“Sometimes you need to scorch everything to the ground, and start over. After burning the soil is richer, and new things can grow. People are like that, too. They start over. They find a way.”
Shakers Heights is the perfect place to live – it is a planned community, where the grass is always green and everything adheres a strict schedule. This keeps the kids in line, peace between families, and the community looking, well, perfect. Elena Richardson is a staple of the community; whose family embodies nothing less than perfection. In other words, they were made for Shaker.
In comes Mia Warren, the enigmatic artist, who moves wherever her art calls her, and drags her daughter along with her.
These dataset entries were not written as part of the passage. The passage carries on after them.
PR #3199, opened 2016-12-15
WT-3079 Always remember the last file eviction visited.

michaelcahill:


michaelcahill:
I don't know that this is a problem, but it looks to me as if the eviction server can systematically clear where it is up to in the list of btree handles (if we give up on the last tree we walk, we'll call `__evict_clear_walk`, then next time start with the first tree again).

Pushing a branch for further discussion.

agorrod:
@michaelcahill This change almost exactly reverses a change in WT-2313 - looks like that was intended to be a bug fix, but I can't spot the bug.

michaelcahill:
FTR, in my testing this change makes eviction behave more like what I expect: with more trees than it is permitted to walk simultaneously, the eviction server keeps walks in the maximum number most of the time.  Unfortunately, that also introduces regressions into some workloads, which needs more investigation independent of deciding if this change is safe.

michaelcahill:
Closing: as noted, this reverts a change from WT-2313 that fixed a race between eviction and sweep.  We have bigger fish to fry.

PR #3200, opened 2016-12-15
WT-283 Fix data source examples to include alter.

sueloverso:
Fix some places using data sources to include alter.  Found after merge.


sueloverso:
@keithbostic Can you review these two fixes for session->alter on data sources found after the merge?

keithbostic:
lgtm.

PR #3201, opened 2016-12-15
WT-3080 Python test suite: add elapsed time for tests

ddanderson:
This does increase the amount of console output, but having an effective way to reduce the test suite time seems worth it.


ddanderson:
@daveh86, can you take a look at this please?  @keithbostic was getting a timeout in the test suite during a pull request, and suggested some way to measure where we're spending our time.  I'll follow up on another ticket with some suggestions for putting certain tests into the --long run.

ddanderson:
BTW, this is a simplistic solution, perhaps you have better ideas?

ddanderson:
retest this please

daveh86:
Simple works for me. LGTM.

PR #3202, opened 2016-12-15
WT-3068 Have Jenkins include specific files for copy rather than exclude

agorrod:


agorrod:
I'm going to go ahead and self review here. Don't save LSM chunks - they can take up a lot of space.

PR #3206, opened 2016-12-16
WT-3082 Python test suite: shorten default run to avoid timeouts.

ddanderson:
Tests that have lots of scenarios will have the number of scenarios pruned in the default case.  Running with --long restores the previous larger number of scenarios.

This runs about 25% faster in my standalone testing.

### DIFF
--- a/test/suite/test_backup03.py
+++ b/test/suite/test_backup03.py
@@ -74,7 +74,7 @@ class test_backup_target(wttest.WiredTigerTestCase, suite_subprocess):
         ('backup_9', dict(big=3,list=[])),         # Backup everything
     ]
 
-    scenarios = make_scenarios(list)
+    scenarios = make_scenarios(list, prune=3, prunelong=1000)
     # Create a large cache, otherwise this test runs quite slowly.
     conn_config = 'cache_size=1G'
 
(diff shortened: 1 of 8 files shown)


ddanderson:
retest this please

ddanderson:
The `wiredtiger-pull-request-python` build on tinderbox previously took 7:04, now it takes 5:07.  Now, this isn't going to improve pull request test times, but it has benefits.  First, the python test suite is not in the critical path and probably won't be for a while, we can add more tests and extend existing tests without lengthening pull request test times. Also, I sometimes run the entire test suite on my local box, this will certainly be faster.  This can also be overridden in a selective way, for example:  `python run.py --long -v 2 backup03` will run the long suite of  `test_backup03` tests.

ddanderson:
@daveh86, can you review please?

daveh86:
The changes make sense to me, so LGTM.

I've assumed the 1000 value for prunelong is just to run all the scenarios in long mode. Is that correct?

Do we know how many scenarios the touched tests run? Just to get an idea of how much trimming is occurring?

ddanderson:
@daveh86, I've answered your questions and filled in some more details in the JIRA: https://jira.mongodb.org/browse/WT-3082

PR #3207, opened 2016-12-19
WT-2771 Add a statistic to track per-btree dirty cache usage.

michaelcahill:


michaelcahill:
Note that there is also some reordering to a couple of lines here so that we're consistently updating the btree stat, then the cache-wide stat.

agorrod:
Thanks @michaelcahill. This change lgtm - should I merge, or are you thinking about adding more statistics as well?

Looking at this also made me wonder if we should be skipping clean trees in eviction when only looking for dirty candidates.

michaelcahill:
Thanks @agorrod, this is the whole change for this ticket so please go ahead and merge.

w.r.t. skipping trees, my hope is that the `target_pages` calculation (which takes into account clean vs dirty) will mean that we skip clean trees 99% of the time when looking for dirty pages.

PR #3209, opened 2016-12-19
WT-2402 Fix setting the Autoconf options too late for strict checking

daveh86:


daveh86:
@sueloverso would you mind testing this on your OSX machine to confirm this resolves the issue you were seeing?

sueloverso:
Thanks @daveh86.  It builds quietly now until it fails on the `util_dump.c` issue that is another ticket.  That is a success for this issue!

PR #3211, opened 2016-12-20
WT-3092 Quiet autogen.sh, change local Python build permissions

keithbostic:
WT-3092 Quiet autogen.sh, change local Python build permissions

### DIFF
--- a/build_posix/aclocal/options.m4
+++ b/build_posix/aclocal/options.m4
@@ -57,7 +57,7 @@ AH_TEMPLATE(
     HAVE_CRC32_HARDWARE, [Define to 1 to configure CRC32 hardware support.])
 AC_MSG_CHECKING(if --enable-crc32-hardware option specified)
 AC_ARG_ENABLE(crc32-hardware,
-	AC_HELP_STRING([--enable-crc32-hardware],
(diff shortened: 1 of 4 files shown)


michaelcahill:
@keithbostic, it seems dangerous to install Python code into system locations with different permissions that the sysadmin expects.  I never install the Python modules as part of my ordinary development process: what problem is that solving?

keithbostic:
@michaelcahill 
>  it seems dangerous to install Python code into system locations with different permissions that the sysadmin expects. I never install the Python modules as part of my ordinary development process: what problem is that solving?

Agreed, I didn't read the `setup.py` documentation closelly enough, I thought there was a separate install step from the build step.

Anyway, the problem is you can't clean the tree after a make install, so the sequence
```
% make
% sudo make install
% make clean
```
fails because there are files owned by root the user can't remove.

That's annoying enough to my workflow I noticed it.

I pushed a different change in 1f84fb1 to remove the build directory after the install, instead.

If you don't like that change either, let me know and I'll revert both versions of that change and merge the rest.

michaelcahill:
Thanks @keithbostic, fbm.  I'll merge.

(I still think we should figure out why you need to "make install", but let's do that separately).

PR #3401, opened 2017-04-24
WT-3300 Coverity 1374542: Dereference after null check

keithbostic:
False positive, but explicitly checking the stop variable should make the complaint go away.


agorrod:
Thanks @keithbostic lgtm

PR #3402, opened 2017-04-24
SERVER-28820 Add a few error path messages.

sueloverso:
@agorrod Please review this change.  It adds a few error messages for some paths in `log_scan` to know why we got `WT_NOTFOUND` including the path in the ticket.


agorrod:
@sueloverso I generally really like this change... I believe this changes the semantic of log cursors. In the past they would return WT_NOTFOUND, which is dealt with as a non-error case. Is that an expected/desired change?

sueloverso:
@agorrod That is fair enough.  I modified it so that we only give the error message if coming in via recovery.  A user will just get the non-error WT_NOTFOUND but recovery should only be passing in valid LSNs that it finds in the meta-data.

agorrod:
Thanks @sueloverso lgtm.

PR #3403, opened 2017-04-26
WT-3289 update thread group alloc size only at successful thread creation

sulabhM:


agorrod:
@sulabhM the change looks reasonable to me, but I'm not going to do a review because of the test failure.

sulabhM:
WT-3302 takes care of fixing wt-3289, so closing this one

PR #3405, opened 2017-04-27
WT-3302 Introduce a thread struct with a member telling if thread created successfully

sulabhM:


sulabhM:
@michaelcahill , for your consideration.

agorrod:
Thanks @sulabhM lgtm - please go ahead and merge this when you are ready (I'm not going to do it, in case you aren't ready).

PR #3408, opened 2017-04-28
WT-3142 Add a workload generator application

agorrod:
The workload generator runs core workloads in C++, which directly calls the C API and thus minimizes the overhead of the test program. The workload setup is done in Python to allow for an expressive workload definition language.

Initial commit has a number of example workloads that match equivalent wtperf workloads.


ddanderson:
@agorrod, the last 3 commits should resolve 3 of the current build complaints:
  

- evergreen build should be fixed by https://github.com/wiredtiger/wiredtiger/pull/3408/commits/5480a3aef1dfb95303639dbc6116116dd10976e4 (compilation warnings)
- wiredtiger-test-spinlock should be fixed by https://github.com/wiredtiger/wiredtiger/pull/3408/commits/4d749c121c197e87062eeeb3cc37272b26e673ca (stray test target in Makefile.am)
- wiredtiger-configure-combinations should be fixed by https://github.com/wiredtiger/wiredtiger/pull/3408/commits/f156e257d223a2d436de6724a300e64d2de7c71e (config tests, building in .../build instead of build_posix)

As for wiredtiger-test-unit-ppc, I think the problem is that there is no C++ compiler installed on the machine.  If you look at http://build.wiredtiger.com:8080/job/wiredtiger-test-unit-ppc/623/consoleFull, in the configure output, you see
```
checking for c++... no
checking for g++... no
```
I guess we just never installed a C++ compiler on ppc?  I think this is our first real use of C++, so we probably need to put it in as a prerequisite for a complete build (is there some doc that needs to be updated?)  There probably is a way to fail early (in configure) if there's no c++.

agorrod:
@ddanderson Sorry I left you hanging on this. I'll test the changes here tomorrow.

Re: C++ compiler support - I think it would be good to skip building the workload generator if there is no C++ compiler.

@keithbostic Have you done any work on managing the compilers available on the PPC test machine?

keithbostic:
@agorrod 
> Have you done any work on managing the compilers available on the PPC test machine?

No, I have not -- I have an action item to upgrade it to clang 4.0, but wasn't planning a "real" installation.

agorrod:
@ddanderson I've tested the failed Jenkins tests except for the C++ failure. I'm working on getting C++ installed on the PPC machine, I think it'd be good to add conditional compilation into configure in the mean time - do you feel comfortable doing that work?

ddanderson:
@agorrod, sure I'll add the conditional compilation stuff for C++ into configure.

agorrod:
Thanks @ddanderson - this lgtm, I'll merge when it's a convenient time to monitor testing afterward.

Mia is a single mother, and her daughter Pearl has never stayed in any place too long. She knows better than to make friends, or to join any high school clubs. She knows they’ll be gone soon. Mia and Pearl arrive in Shakers Heights and rent a house from the Richardson family. Pearl is told that this is it, what she has always wanted – the perfect place to settle down. Pearl struggles to find her place but that is quickly resolved when she meets Moody, one of the Richardson boys. Pearl begins spending all of her time in the Richardson home, and she begins wanting to be a Richardson. She becomes friends with Lexie, the Richardson daughter, and begins crushing hard on Trip, the eldest Richardson son. Mia fights herself as she watches her daughter become someone she’s not, or perhaps, someone she never got the chance to be?
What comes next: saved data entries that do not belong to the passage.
PR #3411, opened 2017-05-05
WT-3158 backport test

daveh86:


daveh86:
@agorrod mind taking a look and seeing if we want to merge these? It may be good to have @keithbostic have a look also, as he wrote the originals.

michaelcahill:
@daveh86 I triggered [a run of the Windows perf job](http://build.wiredtiger.com:8080/job/mongodb-perf-ycsb-windows/1051/) against this branch and it does appear to fix the regression.

Do you understand the root cause (i.e., why perf went down and why these changes bring it back up again)?

daveh86:
@michaelcahill, no I do not. I found that this resolved the performance regression by brute force. I tested all the likely commits between the mongodb-3.6 branch and the tip of develop. 

It is entirely possible that this is an unrelated performance improvement, so I think my next action would be to test the commits here vs the known good branch and see what the result is

agorrod:
@daveh86 That sounds like a good plan of action for Monday

daveh86:
It's taken me a while, but I now have an answer as to why this fix works, it increases the size of the session structure. I've tested by simply adding a void* pad to the session structure and this counters the performance regression.

daveh86:
I'm closing this in favour of https://github.com/wiredtiger/wiredtiger/pull/3414

PR #3413, opened 2017-05-08
WT-3312 encryption btree configuration test

keithbostic:


agorrod:
@sueloverso This one is more in your area of expertise - it makes sense to me - do you think there is value in explicitly calling out the metadata table?

sueloverso:
This LGTM.  Keith and I talked about this change beforehand.  The special case is unnecessary because the metadata should take the other half of the conditional anyways.  (It came about because I asked if the LAS file needed something similar.)

PR #3414, opened 2017-05-11
WT-3158 Add a void* padding variable to WT_SESSION_IMPL

daveh86:


michaelcahill:
Closing, the fix for the underlying issue is in #3416, we will backport that after it is merged into develop.

PR #3415, opened 2017-05-11
WT-3158 Fix structure padding on Windows.

michaelcahill:


keithbostic:
@michaelcahill, I tossed a test into dist to check for an even number of `WT_PACKED_STRUCT_BEGIN/END` lines, not sure if we can do something better?

Nice catch... it's been busted since January 2015!

michaelcahill:
This change fixed the performance regression.  It has been superseded by #3416, which applies to develop (where the perf regression was inadvertently fixed by a change that grew `WT_SESSION_IMPL`).

PR #3416, opened 2017-05-11
WT-3158 Fix structure layout on Windows.

michaelcahill:
We use a pragma on Windows to force a struct to be packed, but were
missing the "end" pragma that restores normal layout.  The result was
that most structs were being packed, leading to poor performance for
workloads (particularly when accessing session structures).


michaelcahill:
@keithbostic, I moved the check into `s_style`: turns out we had an obsolete check there anyway and we can do a better job of explaining where the bug is...

PR #3419, opened 2017-05-12
WT-3264 Fix log file cleanup when toggling logging.

sueloverso:
Not yet ready for review.

### DIFF
--- a/src/txn/txn_recover.c
+++ b/src/txn/txn_recover.c
@@ -20,6 +20,7 @@ typedef struct {
 	} *files;
 	size_t file_alloc;		/* Allocated size of files array. */
 	u_int max_fileid;		/* Maximum file ID seen. */
+	WT_LSN max_lsn;			/* Maximum checkpoint LSN seen. */
 	u_int nfiles;			/* Number of files in the metadata. */
 
 	WT_LSN ckpt_lsn;		/* Start LSN for main recovery loop. */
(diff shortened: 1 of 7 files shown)


sueloverso:
@michaelcahill and @agorrod this change is ready for review.  With it WT will detect logging getting toggled on back and forth and if the log files have been removed it will start logging at a log file larger than the largest checkpoint LSN we find in the meta-data.  I have a change that I'm preparing for mongoDB to remove all the log files if they're turning logging off so that we don't continually do this toggling dance forever.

Elena and Mia are thrown together because of the friendships between their children, and the news of a custody battle that has shaken everyone in town. Elena, deeply suspicious of Mia, offers her a job as a housekeeper in her home. Mia accepts this job, with the intention of staying close to her daughter. Then, Mia meets Izzy. Izzy is the rebel of the Richardson family. She is chaotic, problematic, moody, and so much more. She does not live her life like a Richardson, she does not value order. She is passionate, and has her own way of doing things. Izzy has never met anyone like Mia before, and begins seeing Mia as a mentor.
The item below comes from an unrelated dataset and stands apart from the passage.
PR #3618, opened 2017-08-24
WT-3542 Python test_stats_log_on_json_with_tables timeout on the PPC

keithbostic:
Still seeing timeout failures on the PPC: rewrite to not use timers at all.

### DIFF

When the kids go to the MoMa and see an art piece of Mia hanging on the wall, they are shocked. Pearl is embarrassed as she comes to the realisation that she doesn’t know her mother the way she thought she did. She begins to wonder who her father is, whether she was wanted as a baby, and why Mia has hid so much of her past from her. As Mia feels the heat of these questions and their relationship shifts, she realises she cannot keep the truth from her daughter for much longer.
When the children tell Elena about this photograph, she takes it upon herself to discover everything she can about Mia. Who is this woman, living in her house? What lies has she told? Why does she believe she has the right to live differently, better, than everyone else?
What is she hiding?
Little Fires Everywhere delves into the angst that burns into and through many relationships, especially the relationships between a mother and a daughter. This story explores the reality behind motherhood and the lack of perfection it comes with. It does not matter who you are, being a mother also means to be human, and to be human is to err. At the end, the relationships we have come down to love and sacrifice.
My favourite part about this book is the constant change of perspectives on each scenario. The author was able to capture all sides to a scenario that helps you understand each character. It made me realise that there are so many sides to every story, and they all deserve to be heard. I disliked how slow the book was, I found it hard to keep reading at times because I was eager for the storyline to pick up.
Another note is that this book is being adapted into a series, starring Reese Witherspoon, Kerry Washington, and more!
And lastly, piece of advice, from me to you… read the book, first!